# Calling all people with dogs in estate cars!



## Acer (Feb 27, 2014)

Hi Guys. 

We have recently changed cars from a hatchback to an estate. This means Leo (who used to travel on the back seats with a harness and seatbelt) can now have more space in the boot, and leave room for more passengers so we can all go out together.

I have been conditioning him to spending time in the boot, starting with jumping in, laying down etc. He's not happy when the boot closes but when I sit with him from the back seat and hand him treats, he is ok. 

Found a few snagging points though....Securing him without a dog guard. I still want him to have a harness and tethering system as I think it helps him keep balance on roundabouts, he is quite a master at leaning into his harness and I think it makes him feel more secure. I think the dog guards are more aimed at protecting us, I would rather keep him from slamming into the guard. Does anyone use a harness and seatbelt in the boot? I think we have Isofix points...is this good enough, like the seatbelts in the back?

Another slight issue....how do you keep their tails from getting slammed in the boot!? At the moment I'm folding the bumper flap over his tail, is there any other way to do this?

I should add he has never been crate trained, and wouldn't like to put him in a crate in the car either.

Will he ever get over his fear of the boot closing, and will we be able to use a harness and seatbelt in the boot?


----------



## Lilylass (Sep 13, 2012)

When he gets in, what does he do? (just wondering how his tail is potentially getting shut when the boot closes)

Maisie jumps in, sits down and I say 'watch your nose'  - my boots not that big and if she sits facing out, she can get her nose banged when the lid closes - it didn't take her long to realise & she now leans back to the seat with her nose horizontal to the boot! 
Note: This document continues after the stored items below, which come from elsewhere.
Issue #2274, opened 2024-12-11
Numaflow should call Source::Pending only for replica-id 0 (mvtx)


vigith:
# Summary

We need to see whether every pod should make a pending call to the upstream source. We only read from pod-0, this will remove lot of pressure on the external source. I am worried whether we might in log run bring down the external source if the pending call is expensive. Also, for any pods other than replica-id 0, this information is meaningless.

# Use Cases

* Every deployment

### Tasks
- [x] only replica-id 0 pod in MonoVertex and Pipeline makes pending call
- [x] move pending logs to debug! for pod-0 and omit for others

vigith:
Will open a new one for Pipeline

PR #2373, opened 2025-01-28
feat: adaptive lookback for monovertex

kohlisid:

When she goes into mum's boot - which is a much bigger estate one - she still jumps in and goes right to the back where the seats are and sits straight down therefore no way for her nose / tail or anything else to be accidentally caught 

I've never felt the need to use a harness in a boot (did when they were on the back seat) - although I would if I had multiple dogs travelling (one of my friends had a horrible accident and it was actually the dogs landing on each other that did the most damage)


----------



## smokeybear (Oct 19, 2011)

Acer said:


> Found a few snagging points though....Securing him without a dog guard. I still want him to have a harness and tethering system as I think it helps him keep balance on roundabouts, he is quite a master at leaning into his harness and I think it makes him feel more secure. I think the dog guards are more aimed at protecting us, I would rather keep him from slamming into the guard. Does anyone use a harness and seatbelt in the boot? I think we have Isofix points...is this good enough, like the seatbelts in the back?
> 
> Another slight issue....how do you keep their tails from getting slammed in the boot!? At the moment I'm folding the bumper flap over his tail, is there any other way to do this?
> 
> ...


Why do you not also have a tail gate guard?

I personally do not like seat belts the only thing they do (if fitted correctly to both the dog and the car) is prevent dogs from leaving the vehicle.
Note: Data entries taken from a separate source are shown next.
Issue #2350, opened 2025-01-22
Monovertex changes to support serving as a builtin source


yhl25:
Some changes to the user facing APIs also will be made in this PR:
- `POST /v1/process/sync` - Receive payload and return result synchronously. If client gets disconnects (network error or timeouts), the results can still be retrieved using `/v1/process/serve` endpoint
- `POST /v1/process/async` - Receive payload and process asynchronously.
- `GET /v1/process/serve` - Receive processing status and/or results. The request may be submitted using /sync or /async endpoint. 
- `GET /v1/process/message` - Retrive message graph for a request id

When submitting the request (either `/sync` or `/async`), the request id must not already exist in the store (for the duration of the store TTL). This is needed to avoid accidental overwrite of the results. A query parameter can be provided to allow overwriting.

The callback info will be saved in memory. It will be saved to Redis when the pod is shutting down or when all callbacks for a request id is received.

PR #2382, opened 2025-02-06
feat: Serving as a builtin source with Monovertex

BulkBeing:
Fixes https://github.com/numaproj/numaflow/issues/2350

APIs:
----
- `POST /v1/process/sync`
- `POST /v1/process/async`
- `GET /v1/process/fetch?id=req_id`
- `GET /v1/process/status?id=req_id`

The responsibilty of generating a unique request id is moved to the Store implementation if the user doesn't provide one with `X-Numaflow-Id` header. If one is provided and if it already exist in the Store, we return 409 conflict status.

Since request id is generated by Store (or validated if user provides it), we use different tid for tracing (logs).

A request (`/sync` and `/async`) is registered in the store as the first step. With Redis store implementation, this adds an entry:
```
request:${request_id}:status  = 'pending'
``` 
When the processing is completed and all callbacks are received, the removal of request id from the tracker implementation causes the Redis status key to change value to 'completed'.

The callbacks will be stored in Redis in a list with the key `request:${request}:callbacks` and the result will be saved using the key `request:${request}:results`.

Example: The entries in Redis follows below structure:
```
request:01951c1a-418f-74f3-a2b2-ee480d877f80:status  = "completed"
request:01951c1a-418f-74f3-a2b2-ee480d877f80:results = {"hello":"world"}

request:01951c1a-418f-74f3-a2b2-ee480d877f80:callbacks = [
    {"id":"01951c1a-418f-74f3-a2b2-ee480d877f80","vertex":"serve-sink","cb_time":1739933238792,"from_vertex":"serving-in","responses":[{"tags":null}]}

    {"id":"01951c1a-418f-74f3-a2b2-ee480d877f80","vertex":"serving-in","cb_time":1739933237779,"from_vertex":"serving-in","responses":[{"tags":null}]}
]
```

Monovertex still needs to make a callback (localhost) when Sink processing is successful. I attempted to remove this by storing a handle to the callback state within the callback handler implementation. However it resulted in generics everywhere (`start_source_forwarder`, `create_components`, etc.) since callback state is generic over store.

Currently the callbacks are stored when serving pod receives a callback from each vertex for each message. Doing this only when pod is shutting down or when all callback is received can reduce the Redis API calls. This can be implemented in the future. Currently I'm prioritizing things that will make the main branch in a working/usable state.

### DIFF
--- a/rust/serving/src/app.rs
+++ b/rust/serving/src/app.rs
@@ -19,7 +19,7 @@ use tracing::{info, info_span, Span};
 use uuid::Uuid;
 
 use self::{
-    callback::callback_handler, direct_proxy::direct_proxy, jetstream_proxy::serving_public_routes,
+    callback::callback_handler, direct_proxy::direct_proxy, jetstream_proxy::jetstream_proxy,
     message_path::get_message_path,
 };
 use crate::app::callback::store::Store;
@@ -251,7 +251,7 @@ async fn routes<T: Clone + Send + Sync + Store + 'static>(
     app_state: AppState<T>,
 ) -> crate::Result<Router> {
     let state = app_state.callback_state.clone();
-    let jetstream_proxy = serving_public_routes(app_state.clone()).await?;
+    let jetstream_proxy = jetstream_proxy(app_state.clone()).await?;
     let callback_router = callback_handler(
         app_state.settings.tid_header.clone(),
         app_state.callback_state.clone(),
--- a/rust/serving/src/app.rs
+++ b/rust/serving/src/app.rs
@@ -76,7 +76,6 @@ pub(crate) async fn router_with_auth<T>(app: AppState<T>) -> crate::Result<Route
 where
     T: Clone + Send + Sync + Store + 'static,
 {
-    let tid_header = app.settings.tid_header.clone();
     let layers = ServiceBuilder::new()
         // Add tracing to all requests
         .layer(
@@ -87,12 +86,8 @@ where
                         // We don't need request ID for these endpoints
                         return info_span!("request", method=?req.method(), path=req_path);
                     }
-                    let tid = req
-                        .headers()
-                        .get(&tid_header)
-                        .and_then(|v| v.to_str().ok())
-                        .map(|v| v.to_string())
-                        .unwrap_or_else(|| Uuid::new_v4().to_string());
+                    let uuid = Uuid::now_v7().to_string();
+                    let tid = format!("{}{}{}", &uuid[..8], &uuid[10..13], &uuid[uuid.len() - 5..]);
 
                     let matched_path = req
                         .extensions()
--- a/rust/serving/src/app.rs
+++ b/rust/serving/src/app.rs
@@ -86,6 +86,10 @@ where
                         // We don't need request ID for these endpoints
                         return info_span!("request", method=?req.method(), path=req_path);
                     }
+
+                    // Generate a tid with good enough randomness and not too long
+                    // Example of a UUID v7: 01951b72-d0f4-711e-baba-4efe03d9cb76
+                    // We use the characters representing timestamp in milliseconds (without '-'), and last 5 characters for randomness.
                     let uuid = Uuid::now_v7().to_string();
                     let tid = format!("{}{}{}", &uuid[..8], &uuid[10..13], &uuid[uuid.len() - 5..]);
 
--- a/rust/serving/src/app.rs
+++ b/rust/serving/src/app.rs
@@ -19,7 +19,7 @@ use tracing::{info, info_span, Span};
 use uuid::Uuid;
 
 use self::{
-    callback::callback_handler, direct_proxy::direct_proxy, jetstream_proxy::jetstream_proxy,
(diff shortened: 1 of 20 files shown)


rust/serving/src/app/callback/store.rs
```diff
@@ -17,13 +19,51 @@ pub(crate) enum PayloadToSave {
     },
 }
 
+#[derive(Debug, PartialEq)]
+pub(crate) enum PipelineResult {
```
yhl25, line 23: Consider a generic name that works for mvtx as well?

yhl25: Add docs..

rust/serving/src/app/callback/store/memstore.rs
```diff
@@ -72,18 +80,24 @@ impl super::Store for InMemoryStore {
...
+            ))),
         }
     }
 
     /// Retrieves data for a given id from the `HashMap`.
     /// Each piece of data is deserialized from bytes into a `String`.
-    async fn retrieve_datum(&mut self, id: &str) -> Result<Vec<Vec<u8>>, Error> {
-        let id = format!("{}_{}", id, SAVED);
+    async fn retrieve_datum(&mut self, id: &str) -> StoreResult<PipelineResult> {
+        let id = format!("{}_{}", id, "saved");
```
yhl25, line 93: Keep constant ?

rust/serving/src/app/callback/store/redisstore.rs
```diff
@@ -109,8 +109,88 @@ async fn handle_write_requests(
...
+                    }
+                    return Ok(id);
+                }
+                Err(StoreError::StoreWrite(
+                    "Could not generate a unique request id".to_string(),
+                ))
+            }
+        }
+    }
+    async fn done(&mut self, id: String) -> StoreResult<()> {
```
yhl25, line 171: Add docs

vigith:
just returning a status is not enough, we will have to return body. e.g., 409 status code is not definite enough for clients.

rust/serving/src/app.rs
```diff
@@ -87,12 +86,12 @@ where
...
-                        .headers()
-                        .get(&tid_header)
-                        .and_then(|v| v.to_str().ok())
-                        .map(|v| v.to_string())
-                        .unwrap_or_else(|| Uuid::new_v4().to_string());
+
+                    // Generate a tid with good enough randomness and not too long
+                    // Example of a UUID v7: 01951b72-d0f4-711e-baba-4efe03d9cb76
+                    // We use the characters representing timestamp in milliseconds (without '-'), and last 5 characters for randomness.
+                    let uuid = Uuid::now_v7().to_string();
```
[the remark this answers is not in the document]
vigith: what is the point of this TID? just to log?

rust/serving/src/app/callback/state.rs
```diff
@@ -43,24 +45,34 @@ where
 
     /// register a new connection
     /// The oneshot receiver will be notified when all callbacks for this connection is received from the numaflow pipeline
-    pub(crate) fn register(&mut self, id: String) -> oneshot::Receiver<Result<String, Error>> {
+    pub(crate) async fn register(
+        &mut self,
+        id: Option<String>,
```
vigith, line 51: let's make sure that the ID is no longer optional.

rust/serving/src/app/callback/store.rs
```diff
@@ -17,13 +19,52 @@ pub(crate) enum PayloadToSave {
...
+pub(crate) type Result<T> = std::result::Result<T, Error>;
+
 /// Store trait to store the callback information.
 #[trait_variant::make(Store: Send)]
 #[allow(dead_code)]
 pub(crate) trait LocalStore {
-    async fn save(&mut self, messages: Vec<PayloadToSave>) -> crate::Result<()>;
+    /// Register a request id in the store. If user provides a request id, the same should be returned
+    /// if it doesn't already exist in the store. An error should be returned if the user-specified request id
+    /// already exists in the store. If the `id` is `None`, the store should generate a new unique request id.
```
vigith, line 61: let's make sure ID is created at the top (when the request is received)

rust/serving/src/app/callback/store/redisstore.rs
```diff
@@ -109,8 +109,90 @@ async fn handle_write_requests(
...
+                            ))
+                        })?;
+
+                if !status {
+                    // The user specified request id already exists
+                    return Err(StoreError::DuplicateRequest(id));
+                }
+                Ok(id)
+            }
+            None => {
```
vigith, line 138: if ID is generated from above, we do not have to do this. This will be an over complication once we have other stores (IPS, DDB, etc.)

rust/serving/src/app.rs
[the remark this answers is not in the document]
BulkBeing: Yes, all log lines corresponding to a request will have this tid. Ideally the same should be used by the callback requests for that request too, but currently it's not propagated.

yhl25 (approved):

vigith (approved):
let's do this in follow up PR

They do not necessarily prevent injury as Trevor Turner a vet who has written about the injuries seen in dogs in crates v those in harnesses, he has seen far more injuries when the latter are used.


----------



## Phoolf (Jun 13, 2012)

Targ just jumps in the boot and sits down so I've never had to worry about him. Kes gets a bit anxious and so I connect her lead to a metal hook in the boot and get her to sit so her tail never catches.


----------



## MollySmith (May 7, 2012)

Sympathies, Molly is on the back seat of our X Trail with a seatbelt and harness as she hates the boot closing too, really really scared. My ideal scenario is to have her in the boot in a transK9 crash tested crate but we are having to take it very slowly. We're going to bring the crate into the living room and work with that before it goes into the car. I won't put her into the boot until she's okay with the crate + boot.


----------



## Dogless (Feb 26, 2010)

I would vote for a dog guard, tailgate guard and Hatchbag to line the boot. I dislike tethers for a few reasons - if your main reason is balance I find dogs find their "sea legs" pretty quickly and know when they need to lie down!! If you have a tailgate guard the boot cannot be shut on the dog's tail as the guard will be shut first.


----------



## Labrador Laura (Sep 12, 2010)

I changed to an Estate about 3weeks ago, although Zab has been in the boot of my old Peugeot the boot was a different shape and he was fine when I closed it. 
But with the Audi Estate he really didn't like the boot closing on him at first and you could see the look on his face before I even closed it  but he'll now happily jump in and he'll stand right back and happy for the boot to be closed. 
He also didn't like the fact it was lower too, my old car was pretty high up but the estate is a lot lower to the ground but again he finds it a lot easier jumping in. 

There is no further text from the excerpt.